# looking for bulb for Alpine 3342 EQ



## ahardb0dy (Feb 19, 2012)

Wasn't sure where to post this, I bought a service manual today for my Alpine 3342 EQ and than took the control unit apart (again! LOL), I removed the display from the PC board and found there are 6 bulbs under it, 3 on each side, 2 green 1 orange each end. The orange bulbs all work on the unit but only 2 of the green bulbs are working.

Wanted to see if anyone has a source for these bulbs or can recommend a part number that they have used for similar replacement, for example in a head unit face.

I have a small bulb I had left over from radioshack from another project but it is slightly too big and it is a 12 volt bulb.

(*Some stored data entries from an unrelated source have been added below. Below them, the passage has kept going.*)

PR #4300, opened 2023-02-17
Add styles for toolbar position and orientation and reuse them in other components

joneff:
Orientation: horizontal and vertical
Position: top, bottom, left and right

Those are styles that deal with border placement (`border-width`) and item orientation (`flex-direction`). I've stayed away from "direction", because it might be confused with ltr / rtl direction. Instead I've stayed closed to aria spec, which defines aria-orientation.


JoomFX (changes requested):
In the Material theme the `$kendo-toolbar-border-width` variable is set to `0` (zero), which is the reason for the generated screenshots.
It is a real issue, mostly visible in the Grid ([before screenshot](https://raw.githubusercontent.com/telerik/kendo-themes/ce7b79b7ea0465420200f2abdeb3f682c9d713f6/tests/_output/material/grid/grid-filter-row-angular.png), [after screenshot](https://raw.githubusercontent.com/telerik/kendo-themes/526225f517f53b03e6bcd6137b3c18513e6501b7/tests/_output/material/grid/grid-filter-row-angular.png)), since the bottom border is missing.

joneff:
This PR is outdated. Closing.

I checked the voltage at the bulbs on the PC board that are working and they are all getting about 4.90 volts. so I turned my power supply down to 5 volts and tried the radioshack bulb but it was very dim.

Not sure how many volts the stock bulbs are rated but turning my power supply up to 15 they can take it, obviously some where on the PC board there must be a voltage regulator to kick the voltage down but no idea what the stock bulbs are rated for.


So anyone help me out?

Thanks


----------



## ahardb0dy (Feb 19, 2012)

Well I found out the specs for all the bulbs in my EQ and the Alpine part numbers, I don't know why they come up as different part numbers on the pacparts.com site as all the bulbs have the same ratings and look to be the same, one part number says "amber" but all the bulbs in this unit either have a green or amber cover on the clear bulbs, here are the numbers I found, they show as available but would like to see if I can find something cheaper:

ALPINE 65E11373S01 PILOT LAMP 6V 70MA 
ALPINE 65E11216S01 LAMP,6V 70MA 
ALPINE 65E11372S01 PILOT LAMP 6V 70MA 
ALPINE 65E10419S01 LAMP,6V 70MA (AMBER)

but at least I now know they are 6V 70MA


----------